If we want to cache the final build artifact as well, we can still run nix-build $drv and then push only the build output to Cachix.

$ nix-build ./code/06-infrastructure/haskell-project-v4/nix/01-gitignore-src | cachix push $CACHIX_STORE
...
compressing and pushing /nix/store/9in65nlw9s255x8zh5g7hlvbnl23rqbz-haskell-project-exe-hello-0.1.0.0 (3.60 MiB)
All done.

Double Check Leaking with Code Changes

Our attempt to cache only the Nix shell derivation seems to exclude the source code, but is it really excluded? If we are not careful, we could easily let Nix give a generic name like source to our source derivation. In that case it would not be possible to detect it through grep if our source code has leaked through.

As a result, it is best to double check what is being cached by slightly modifying our source code, and then try pushing to Cachix again.

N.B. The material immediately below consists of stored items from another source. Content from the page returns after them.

PR #186, opened 2019-05-30
feat: remove unused CSS with purgecss

abutterworth:
Purged CSS shrinks from 253kb for each ltr and rtl css files down to 27kb. 

Important Note: PurgeCSS will remove CSS the app actually needs if we aren't careful. This could result in a hard to identify problem in the future if a non-edX React component that has styles is used in the app. It will appear fine in development but the CSS will be stripped out in production. To fix, the package directory would need to be added to the PurgeCSS configuration.

### DIFF
--- a/package-lock.json
+++ b/package-lock.json
@@ -19433,6 +19433,283 @@
       "integrity": "sha512-XRsRjdf+j5ml+y/6GKHPZbrF/8p2Yga0JPtdqTIY2Xe5ohJPD9saDJJLPvp9+NSBprVvevdXZybnj2cv8OEd0A==",
       "dev": true
     },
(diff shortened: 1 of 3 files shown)


davidjoy:
Do you think we need to protect ourselves against the Important Note somehow?  I worry about losing this knowledge 6 months from now when this PR comment is long gone...

albemarle:
> Do you think we need to protect ourselves against the Important Note somehow? I worry about losing this knowledge 6 months from now when this PR comment is long gone...

Could we add it to the repo's README?

abutterworth:
@albemarle Added in this PR https://github.com/edx/frontend-app-profile/pull/187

$ sed -i 's/Hello, Haskell!/Hello, World!/g' ./code/06-infrastructure/haskell-project-v4/haskell/Main.hs
$ cat ./code/06-infrastructure/haskell-project-v4/haskell/Main.hs
module Main where

main :: IO ()
main = putStrLn "Hello, World!"

$ drv=$(nix-instantiate ./code/06-infrastructure/haskell-project-v4/nix/01-gitignore-src/shell.nix)
$ nix-shell --run true $drv && nix-store -qR --include-outputs $drv | grep -v .drv | cachix push $CACHIX_STORE
All done.

$ nix-build ./code/06-infrastructure/haskell-project-v4/nix/01-gitignore-src | cachix push $CACHIX_STORE
these derivations will be built:
  /nix/store/52qqdj4pq564ivyawpvfzsz2s3kv9wmp-haskell-project-exe-hello-0.1.0.0.drv
...
compressing and pushing /nix/store/fdb6b3dj79gqff0lz0xf34lrs4gpb5a0-haskell-project-exe-hello-0.1.0.0 (3.60 MiB)
All done.

As we expect, even though Main.hs has been modified, there is no new source artifact being pushed to Cachix. Only nix-build produced a new binary, which is then pushed to Cachix.

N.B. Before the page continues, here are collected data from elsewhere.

PR #194, opened 2019-06-03
feat: use postcss to handle rtl

abutterworth:
In order to work, this PR will need to upgrade to a version of frontend-i18n that sets the dir attribute on the html to ltr or rtl in all cases and does not attempt to handle stylesheet toggling.

See: https://github.com/edx/frontend-i18n/pull/12


davidjoy:
Pending reconciliation of autoprefixer and the RTL handling

PR #203, opened 2019-06-06
Update frontend-i18n version and use scripts.

davidjoy:


Makefile
```diff
@@ -1,49 +1,8 @@
...
-	# Pushing comments to Transifex...
-	./node_modules/reactifex/bash_scripts/put_comments.sh $(tx_url2)
+transifex_temp = ./temp/babel-plugin-react-intl
 
-# Pull translations from Transifex
-pull_translations:
-	tx pull -f --mode reviewed --language=$(langs)
+include node_modules/.bin/transifex-Makefile
+# to override the language list from transifex-Makefile, add a langs variable here:
+# transifex_langs = "fr,es-419"
```
albemarle: Can you hit return here?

You can apply the same method on your own project to double check if your source code is leaking to Cachix. Even if you do not care about the source code leaking, this can still serve as a good way to check if any secret is leaking.

Caching Multiple Projects

The technique for caching Nix shell can only work if we have projects made of a single Nix derivation. If we instead have a large project with multiple source repositories, it is much harder to filter out the source code if the derivations depend on each others.

In such cases, the simple way is to use grep -v and hope that it can filter out all the source derivations. Otherwise you may need to use project-specific techniques to make sure that only intended Nix artifacts are being cached.

Conclusion

As we seen in this chapter, caching build results is not as straighforward if there are things that we want to prevent from being cached, such as proprietary source code or local secrets. This is probably not a big issue right now, because many people may not even be aware that their source code and secrets are leaking!

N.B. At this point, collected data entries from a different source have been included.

PR #214, opened 2019-07-27
ARCH-982: temporary addition of debugging info for auth state

robrap:
### Notes: 

- Since we are tracking down a flaky issue, the sooner we can get this out the better.
- Although we are looking into problem for the new Payment MFE, the Profile MFE currently gets the most traffic, so adding this here.

### Commit Comment:

Looking into an issue where the auth state might not match.  This is
a temporary change that should ultimately be reverted once the issue
is fully involved.

This includes an upgrade to @edx/frontend-logging which does not need
to be reverted.

ARCH-982

### DIFF
--- a/src/index.jsx
+++ b/src/index.jsx
@@ -34,12 +34,36 @@ const apiClient = getAuthenticatedAPIClient({
   loggingService: NewRelicLoggingService,
 });
 
+let callbackAccessToken = null;
+
+/**
+ * Temporary check of auth state vs callback access token to help debug and fix any
+ * potential problems.
+ */
+function checkAuthState(functionName, authenticationState) {
+  const userIdsMatch = !!(
+    callbackAccessToken && callbackAccessToken.user_id &&
+    authenticationState && authenticationState.authentication &&
+    authenticationState.authentication.userId &&
+    callbackAccessToken.user_id === authenticationState.authentication.userId
+  );
+  const customAttributes = {
+    functionName,
+    callbackAccessToken,
+    authenticationState,
+    userIdsMatch,
+  };
+  NewRelicLoggingService.logInfo(`checkAuthState: ${functionName}: userIdsMatch=${userIdsMatch}`, customAttributes);
+}
+
 /**
  * We need to merge the application configuration with the authentication state
  * so that we can hand it all to the redux store's initializer.
  */
 function createInitialState() {
-  return Object.assign({}, { configuration }, apiClient.getAuthenticationState());
+  const authenticationState = apiClient.getAuthenticationState();
+  checkAuthState('createInitialState', authenticationState);
+  return Object.assign({}, { configuration }, authenticationState);
 }
 
 function configure() {
@@ -66,6 +90,9 @@ function configure() {
 apiClient.ensurePublicOrAuthenticationAndCookies(
   window.location.pathname,
   (accessToken) => {
+    callbackAccessToken = accessToken;
+    checkAuthState('ensurePublicOrAuthenticationAndCookies:callback', apiClient.getAuthenticationState());
+
     const { store, history } = configure();
 
     ReactDOM.render(<App store={store} history={history} />, document.getElementById('root'));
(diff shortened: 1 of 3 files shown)


src/index.jsx
```diff
@@ -34,12 +34,36 @@ const apiClient = getAuthenticatedAPIClient({
...
+}
+
 /**
  * We need to merge the application configuration with the authentication state
  * so that we can hand it all to the redux store's initializer.
  */
 function createInitialState() {
-  return Object.assign({}, { configuration }, apiClient.getAuthenticationState());
+  const authenticationState = apiClient.getAuthenticationState();
+  checkAuthState('createInitialState', authenticationState);
```
robrap: Note to reviewers: if the state doesn't match in certain cases, there is probably a quick workaround solution to use the cached callbackAccessToken instead, and we can invest more time in fixing frontend-auth later.

src/index.jsx
```diff
@@ -34,12 +34,36 @@ const apiClient = getAuthenticatedAPIClient({
...
+    authenticationState.authentication.userId &&
+    callbackAccessToken.user_id === authenticationState.authentication.userId
+  );
+  const customAttributes = {
+    functionName,
+    callbackAccessToken,
+    authenticationState,
+    userIdsMatch,
+  };
+  NewRelicLoggingService.logInfo(`checkAuthState: ${functionName}: userIdsMatch=${userIdsMatch}`, customAttributes);
```
nasthagiri: Are you outputting `functionName` twice?  Once in `customAttributes` and once after `checkAuthState:`.

src/index.jsx
```diff
@@ -34,12 +34,36 @@ const apiClient = getAuthenticatedAPIClient({
...
+  const userIdsMatch = !!(
+    callbackAccessToken && callbackAccessToken.user_id &&
+    authenticationState && authenticationState.authentication &&
+    authenticationState.authentication.userId &&
+    callbackAccessToken.user_id === authenticationState.authentication.userId
+  );
+  const customAttributes = {
+    functionName,
+    callbackAccessToken,
+    authenticationState,
```
nasthagiri: Do you need to log the entire `callbackAccessToken` and `authenticationState` object values?  Any PII concerns there?

src/index.jsx
```diff
@@ -66,13 +90,21 @@ function configure() {
...
 
     ReactDOM.render(<App store={store} history={history} />, document.getElementById('root'));
 
     if (accessToken) {
       identifyAuthenticatedUser(accessToken.userId);
     } else {
+      // TODO: Could this ever happen?
+      // - If this did happen, wouldn't we want to raise an error?
+      // - Adding error logging for now.
+      NewRelicLoggingService.logError('Empty accessToken returned from ' +
```
nasthagiri: Can you prefix these log statements so it's clear to developers from which application a log entry originated from?   Or does the `NewRelicLoggingService` already add a prefix?

src/index.jsx
```diff
@@ -34,12 +34,36 @@ const apiClient = getAuthenticatedAPIClient({
   loggingService: NewRelicLoggingService,
 });
 
+let callbackAccessToken = null;
```
nasthagiri: What are the issues with using a global variable here?

robrap: I’m not clear. Do you think there is an issue? It is scoped to the module.

src/index.jsx
robrap: Was just trying to get something done quick and didn’t know what would be helpful for debugging. We’ve done this before. I don’t think email and username to NewRelic temporarily will be an issue. If you are concerned I can edit down further.

src/index.jsx
robrap: Yes. Same with `userIdsMatch`.  The former is the message which appears on the NewRelic JS Errors page.  The second is an object that can be used in NewRelic Insight's queries.

src/index.jsx
robrap: It gets logged with a bunch of meta data in NewRelic Insights, which should include info about the transaction.  Also, I don't think anyone is looking at this particular data, because you'd have to know what you are looking for.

Even without considering leaking secrets, there are still too many different ways of caching build results in Nix. While this provides more flexibility for us to control what to cache, the learning curve is way too high for new users who just want to get their Nix builds cached.

Nix and Cachix may need to implement additional features to help make caching easier, and to protect sensitive data. For example, Cachix may add a command line option to exclude paths matching specific pattern to never be pushed.